___ Dataset extract ___

PR #1363, opened 2025-05-19
feat: add update server permission method without re-init server

bywang56:
## Problem
update server shouldn't re-init server
## Solution
add update server permission method without re-init server

## License

### DIFF
--- a/server/aws-lsp-codewhisperer/src/language-server/agenticChat/tools/mcp/mcpManager.ts
+++ b/server/aws-lsp-codewhisperer/src/language-server/agenticChat/tools/mcp/mcpManager.ts
@@ -12,6 +12,7 @@ import type {
     ListToolsResponse,
     McpServerRuntimeState,
     McpServerStatus,
+    MCPServerPermissionUpdate,
 } from './mcpTypes'
 import { loadMcpServerConfigs } from './mcpUtils'
 import { AgenticChatError } from '../../errors'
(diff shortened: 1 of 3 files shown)


server/aws-lsp-codewhisperer/src/language-server/agenticChat/tools/mcp/mcpManager.ts
```diff
@@ -434,7 +435,56 @@ export class McpManager {
...
+
+        if (perm.disabled !== undefined && newDisabled !== oldDisabled) {
+            // Server level ENABLED → DISABLED
+            if (newDisabled) {
+                const client = this.clients.get(serverName)
+                if (client) {
+                    await client.close()
+                    this.clients.delete(serverName)
+                }
+                this.setState(serverName, 'DISABLED', 0)
```
ashishrp-aws, line 472: why `0`?

bywang56: I think this is for tools that customer expect to be available when calling LLM right?, so we should set to 0 here if server is disabled entirely.

ashishrp-aws: I think we have show tool numbers regardless whether they are disabled or enabled for better UX....we can talk to product or UX design for this.

ashishrp-aws (approved):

___

** What the exercise asks **
Copy out each line from the preceding entries that mentions the word "newDisabled".

** The answer **
+        if (perm.disabled !== undefined && newDisabled !== oldDisabled) {
+            if (newDisabled) {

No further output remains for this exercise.